100% agree with Metrix, i have wasted countless hours with different brands and models. 
that said, i did see Dewalt USA have bought out a "radar" stud and services detector that isnt cheap, but looks impressive from the marketing BS

----------


## Whitey66

I was looking at buying this exact model a couple of weeks ago.
You can pick them up on Ebay for around $100 but I decided against it when I read the negative reviews.

----------


## China

For masonary walls you need something like this  Wallscanner D-tect150 SV Detector New Tools | Professional power tools for trade & industry
But you won't find it for anything close to $100 it will be in the range $600-700

----------


## Woob

Mm might be a refund job I think.. the claimed performance vs real world performance is just too far apart to be acceptable. 
I did notice that 20mm non ferrous pipes were detected perfectly with no issues at all, but 12mm copper is a complete no go. I am wondering if this is due to the larger diameter being detected, or the fact that they are gas pipes, and as the pipes are technically hollow, they are effectively easier to detect.  
I might try detecting copper with the water running tomorrow and see if it changes the results. If it is the case, then I will know to run water to detect water pipes, and plug and iron or something with a big power drain into power points to detect them. Fingers crossed!

----------


## METRIX

This was the last Stud finder I purchased Bosch DMF 10 Zoom SYDNEY TOOLS - Bosch DMF 10 Zoom Wall Scanner / Detector 
It was the biggest piece of garbage, my cheap $20 Stanley did a better job than this, as soon as you brought it near a tiled or villaboard wall, it just refused to find anything, specs were 100mm depth, 100mm my barse, this thing was so confused when scanning any gyprock wall, false detercting everywhere, I just gave up on it. 
I have nothing against Bosch tools, I have quite a few, but I put this detector in the "I never worked as promised" category like a lot of other detedtors out there.
I have noticed that it no longer appears on their website, probably becuase it was a failure, as China said you would need to spend a lot of money to get the reults your after. 
I for one would not be prepared to spend $600 on a detector that may or may not do the job, Bosch make a lot of nice tools but I think detectors are not their forte. 
Below is some comments from another forum regardoing this exact subject, seems like these are notourious for unreliablity !   * Re: Reliable Stud/cable detector*  							Don't think the words reliable and detector can ever be used in the same sentance.
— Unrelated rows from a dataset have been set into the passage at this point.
PR #1727, opened 2025-10-02
fix(sequencer/eth_send_utils): Fix to add `type` field if missing - needed by alloy parsing of tx receipt

HristoStaykov:
### PR Description

This PR improves the logic for retrieving Ethereum transaction receipts, with two main changes:

1. **Receipt `type` field handling**

   * Receipts returned by the Ontology Ethereum network are missing the `type` field, which breaks downstream code expecting it.
   * We now check whether the `type` field exists, and if not, insert it ourselves with `"0x0"` value, which represents legacy type.
   * This ensures consistent receipt structures across networks.

2. **Simplified receipt retrieval mechanism**

   * Refactored and streamlined the code used to fetch transaction receipts.
   * Reduced unnecessary complexity, making the flow easier to follow and maintain.

3. **Create configuration parameters for**

   * receipt_polling_back_off_period_ms
   *  transaction_retry_back_off_ms

### Impact

* Transaction receipts are now guaranteed to include a `type` field.
* Receipt fetching logic is simpler, more reliable, and easier to maintain.

### DIFF
--- a/apps/sequencer/src/providers/eth_send_utils.rs
+++ b/apps/sequencer/src/providers/eth_send_utils.rs
@@ -1262,10 +1262,16 @@ mod tests {
     use blocksense_config::{AllFeedsConfig, PublishCriteria};
     use blocksense_data_feeds::feeds_processing::VotedFeedUpdate;
 
+    use alloy::network::EthereumWallet;
+    use alloy::signers::local::PrivateKeySigner;
     use blocksense_utils::test_env::get_test_private_key_path;
     use rdkafka::message::ToBytes;
     use regex::Regex;
+    use std::fs;
     use std::str::FromStr;
+    // New imports for receipt parsing / provider construction
+    use alloy::primitives::address;
+    use alloy::providers::ProviderBuilder;
 
     fn extract_address(message: &str) -> Option<String> {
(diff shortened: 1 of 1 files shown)


Owliie (changes requested):

apps/sequencer/src/providers/eth_send_utils.rs
```diff
@@ -773,6 +730,80 @@ pub async fn eth_batch_send_to_contract(
...
+                        debug!("Successfully got receipt from RPC in network `{net}` block height {block_height} and address {sender_address} tx_hash = {tx_hash} receipt = {v:?}");
+                        return Ok(v);
+                    }
+                    Ok(None) => {
+                        let deadline =
+                            start_time_point + Duration::from_secs(transaction_retry_timeout_secs);
+                        if Instant::now() > deadline {
+                            eyre::bail!("Get tx_receipt returned None and deadline for getting it elapsed in network `{net}` block height {block_height}");
+                        }
+                        await_time(1000).await;
```
Owliie, line 761: I think this is too little time for polling. Maybe it should be a bigger number. Otherwise, we could flood the RPC with requests and get rate-limited. What do you think?

reo101 (approved):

Have tried many and all are useless           						    * Re: Reliable Stud/cable detector*  							Thats exactly what I suspected amp David. 
Just hoped that someone out there has discovered a wonder product that does what it says on the tin. 
Cheers           						     * Re: Reliable Stud/cable detector*  							Last one I had was the Bosch one, not the cheapo version but the blue pro version and still cant get it to work  * Re: Reliable Stud/cable detector* I agree with amp, have tried loads of the dam things, and they are all useless.

----------


## Handyjack

mmm....stud finders. Used to find studs in hollow walls.
My experience, I am not Clark Kent of the Daily Planet   :Biggrin:  so use a stud finder to try and find studs. They are a guide and a guide only.
 I have two in my kit, to check against each other. One cost $10 and the other $20 and are not to bad, but on some walls are useless.
As for finding pipes and cabling, now that is another thing.

----------